Fri Feb 4, 2022, 09:05 AM
Feb 2022

She had set the guy up with as much support as was available for him to be cared for at home because beds were short around here. She put in all kinds of safeguards, daily checks and home equipment and careful instruction to him and his carers on when to go to the hospital.

Despite all that, he died. I saw her shortly after that, and she was a mess over it. It was clearly not her fault, but she felt terribly guilty. She was frightened because she could foresee that the situation would probably be repeated, and often. She worried that she was liable for situations she could not control, and her family and livelihood would be at risk.

We are putting all these medical people in an impossible position.
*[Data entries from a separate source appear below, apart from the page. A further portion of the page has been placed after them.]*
Issue #3153, opened 2022-01-12
[FEATURE] Improve data update handling


dkd-friedrich:
**Is your feature request related to a problem? Please describe.**
To ensure the Solr index is up-to-date an extensive monitoring is done, in huge sites this may slow down the TYPO3 backend, as many records and pages have to up checked and updated

**Describe the solution you'd like**
Decoupling of the monitoring from the work in the TYPO3 backend and enabling separate execution via scheduler task. In the first step, 3 options are forseen:
- direct execution (status quo)
- downstream execution via scheduler
- deactivation of monitoring

Next step could be the implementation of a further option that could enable direct execution via a detached CLI process.

**Target versions**
11.2, 11.5

PR #3154, opened 2022-01-12
[FEATURE] Improve data update handling

dkd-friedrich:
# What this pr does

Decouples the monitoring and data update handling and introduces 3 options of data monitoring

- immediate (status quo)
- delayed
- no monitoring

# How to test

Configure the different `monitoringType`s in the extension manager and perform data updates, in the end the index queue and data updates should be performed as usual, but the execution moment differs.

By default (`immediate`) all updates will be performed immediately, like in all prior versions of the Solr extension. In the delayed mode the events will be queued and processed by the Scheduler `Event Queue Worker` task. If this option is active the queue and index updates will be delayed and take place as soon as the task is executed.

To implement an own monitoring the monitoring can also be disabled, if you choose the no monitoring option, no updates will be processed.

Resolves: #3153

### DIFF
--- a/Classes/GarbageCollector.php
+++ b/Classes/GarbageCollector.php
@@ -24,13 +24,15 @@ namespace ApacheSolrForTypo3\Solr;
  *  This copyright notice MUST APPEAR in all copies of the script!
  ***************************************************************/
 
-use ApacheSolrForTypo3\Solr\Domain\Index\Queue\GarbageRemover\StrategyFactory;
-use ApacheSolrForTypo3\Solr\IndexQueue\Queue;
+use Psr\EventDispatcher\EventDispatcherInterface;
 use ApacheSolrForTypo3\Solr\System\TCA\TCAService;
-use TYPO3\CMS\Backend\Utility\BackendUtility;
 use TYPO3\CMS\Core\DataHandling\DataHandler;
 use TYPO3\CMS\Core\SingletonInterface;
 use TYPO3\CMS\Core\Utility\GeneralUtility;
+use ApacheSolrForTypo3\Solr\Domain\Index\Queue\UpdateHandler\GarbageHandler;
+use ApacheSolrForTypo3\Solr\Domain\Index\Queue\UpdateHandler\Events\RecordDeletedEvent;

And for hospital workers, we are additionally treating them like cannon fodder.

And I am sure we will be shocked, just shocked, when there is a dangerous shortage in coming years of medical personnel.

Just like we will be shocked, just shocked, when there is a dearth of competent teachers.

It will be fodder for NYT interviews in rural diners for years!